Problem details: Using the records below, give again exactly the lines from the line that contains "Looks like this" through the line that contains "No, it was added", both ends included, and only those.

********

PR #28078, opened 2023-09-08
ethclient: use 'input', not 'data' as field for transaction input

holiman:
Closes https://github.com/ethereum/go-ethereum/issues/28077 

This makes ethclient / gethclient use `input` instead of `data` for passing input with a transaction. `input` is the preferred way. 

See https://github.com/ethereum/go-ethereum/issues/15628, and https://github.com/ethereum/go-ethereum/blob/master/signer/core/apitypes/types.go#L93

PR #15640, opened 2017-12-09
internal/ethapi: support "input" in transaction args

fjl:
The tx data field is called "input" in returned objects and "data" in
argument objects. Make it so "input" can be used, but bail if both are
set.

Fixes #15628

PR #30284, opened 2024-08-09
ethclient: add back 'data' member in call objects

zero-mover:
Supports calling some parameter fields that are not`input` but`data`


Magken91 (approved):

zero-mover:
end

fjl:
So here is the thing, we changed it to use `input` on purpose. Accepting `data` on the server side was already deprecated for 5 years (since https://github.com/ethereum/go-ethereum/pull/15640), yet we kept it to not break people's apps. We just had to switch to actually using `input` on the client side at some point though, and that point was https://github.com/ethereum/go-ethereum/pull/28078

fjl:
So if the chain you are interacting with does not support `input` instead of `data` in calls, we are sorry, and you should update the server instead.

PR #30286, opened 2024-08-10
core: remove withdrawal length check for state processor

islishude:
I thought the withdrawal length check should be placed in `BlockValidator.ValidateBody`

********

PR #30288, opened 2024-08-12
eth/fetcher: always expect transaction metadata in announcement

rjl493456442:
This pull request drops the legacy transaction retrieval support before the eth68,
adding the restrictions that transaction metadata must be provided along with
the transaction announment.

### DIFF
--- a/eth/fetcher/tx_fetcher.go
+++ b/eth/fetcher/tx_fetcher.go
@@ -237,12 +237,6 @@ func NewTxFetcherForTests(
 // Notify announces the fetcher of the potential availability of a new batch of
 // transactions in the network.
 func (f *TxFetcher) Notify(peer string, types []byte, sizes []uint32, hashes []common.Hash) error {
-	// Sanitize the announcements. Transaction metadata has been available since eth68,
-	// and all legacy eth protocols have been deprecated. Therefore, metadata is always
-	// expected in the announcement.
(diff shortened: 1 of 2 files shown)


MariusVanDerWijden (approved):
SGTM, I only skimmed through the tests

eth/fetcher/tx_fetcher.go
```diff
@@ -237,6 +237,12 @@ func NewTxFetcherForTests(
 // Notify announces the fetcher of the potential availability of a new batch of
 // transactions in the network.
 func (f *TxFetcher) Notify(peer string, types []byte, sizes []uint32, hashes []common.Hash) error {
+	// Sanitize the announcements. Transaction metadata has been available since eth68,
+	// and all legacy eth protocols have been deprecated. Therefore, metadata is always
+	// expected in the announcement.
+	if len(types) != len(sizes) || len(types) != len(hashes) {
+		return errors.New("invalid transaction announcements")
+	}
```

********

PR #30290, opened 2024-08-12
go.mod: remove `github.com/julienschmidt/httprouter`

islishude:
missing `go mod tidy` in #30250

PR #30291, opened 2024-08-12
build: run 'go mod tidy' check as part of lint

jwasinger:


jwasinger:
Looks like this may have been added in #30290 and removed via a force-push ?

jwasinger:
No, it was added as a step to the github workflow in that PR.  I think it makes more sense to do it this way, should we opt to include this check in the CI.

********

Output for this exercise:
Looks like this may have been added in #30290 and removed via a force-push ?

jwasinger:
No, it was added as a step to the github workflow in that PR.  I think it makes more sense to do it this way, should we opt to include this check in the CI.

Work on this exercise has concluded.